■ Problem description
Where the word "pinguinkiste" appears in a line below, copy the whole line.

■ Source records
____________
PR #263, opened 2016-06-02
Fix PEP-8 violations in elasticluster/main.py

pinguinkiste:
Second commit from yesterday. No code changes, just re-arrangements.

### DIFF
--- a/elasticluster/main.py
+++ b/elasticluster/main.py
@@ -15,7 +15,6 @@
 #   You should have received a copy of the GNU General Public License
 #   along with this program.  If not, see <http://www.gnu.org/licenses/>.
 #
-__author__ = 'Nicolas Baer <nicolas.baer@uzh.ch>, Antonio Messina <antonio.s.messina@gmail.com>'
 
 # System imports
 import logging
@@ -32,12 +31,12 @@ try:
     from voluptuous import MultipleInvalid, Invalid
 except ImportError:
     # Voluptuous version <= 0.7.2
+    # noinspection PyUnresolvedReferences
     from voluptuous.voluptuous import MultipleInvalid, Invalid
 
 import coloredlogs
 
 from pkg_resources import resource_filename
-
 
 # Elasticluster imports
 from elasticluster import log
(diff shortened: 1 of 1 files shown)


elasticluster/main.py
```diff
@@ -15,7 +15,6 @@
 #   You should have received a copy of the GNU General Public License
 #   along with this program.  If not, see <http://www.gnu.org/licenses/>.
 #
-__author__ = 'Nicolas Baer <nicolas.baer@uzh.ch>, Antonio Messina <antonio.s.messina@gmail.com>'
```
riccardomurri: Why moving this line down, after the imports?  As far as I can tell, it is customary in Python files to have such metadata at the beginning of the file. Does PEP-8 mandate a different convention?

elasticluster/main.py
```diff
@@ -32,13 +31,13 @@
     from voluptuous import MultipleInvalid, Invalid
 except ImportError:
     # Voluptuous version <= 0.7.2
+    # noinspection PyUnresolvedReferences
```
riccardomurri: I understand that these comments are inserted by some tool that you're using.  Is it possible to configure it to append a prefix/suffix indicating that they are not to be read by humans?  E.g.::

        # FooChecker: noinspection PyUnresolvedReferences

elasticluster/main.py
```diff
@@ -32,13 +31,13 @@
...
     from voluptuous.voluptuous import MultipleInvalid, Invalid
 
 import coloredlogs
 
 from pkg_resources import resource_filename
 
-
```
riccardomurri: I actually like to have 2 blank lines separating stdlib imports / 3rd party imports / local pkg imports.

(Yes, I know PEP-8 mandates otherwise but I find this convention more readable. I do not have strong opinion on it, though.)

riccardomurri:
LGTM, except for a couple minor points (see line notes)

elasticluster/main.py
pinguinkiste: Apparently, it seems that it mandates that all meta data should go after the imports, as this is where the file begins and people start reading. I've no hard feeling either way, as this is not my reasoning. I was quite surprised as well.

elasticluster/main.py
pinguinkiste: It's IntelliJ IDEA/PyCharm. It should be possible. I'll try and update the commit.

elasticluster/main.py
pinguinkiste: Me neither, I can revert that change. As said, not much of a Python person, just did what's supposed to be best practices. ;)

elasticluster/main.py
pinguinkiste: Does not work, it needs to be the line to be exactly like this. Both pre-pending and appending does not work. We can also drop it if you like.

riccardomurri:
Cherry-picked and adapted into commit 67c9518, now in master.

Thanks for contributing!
____________
■ Output of the task
pinguinkiste:
pinguinkiste: Apparently, it seems that it mandates that all meta data should go after the imports, as this is where the file begins and people start reading. I've no hard feeling either way, as this is not my reasoning. I was quite surprised as well.
pinguinkiste: It's IntelliJ IDEA/PyCharm. It should be possible. I'll try and update the commit.
pinguinkiste: Me neither, I can revert that change. As said, not much of a Python person, just did what's supposed to be best practices. ;)
pinguinkiste: Does not work, it needs to be the line to be exactly like this. Both pre-pending and appending does not work. We can also drop it if you like.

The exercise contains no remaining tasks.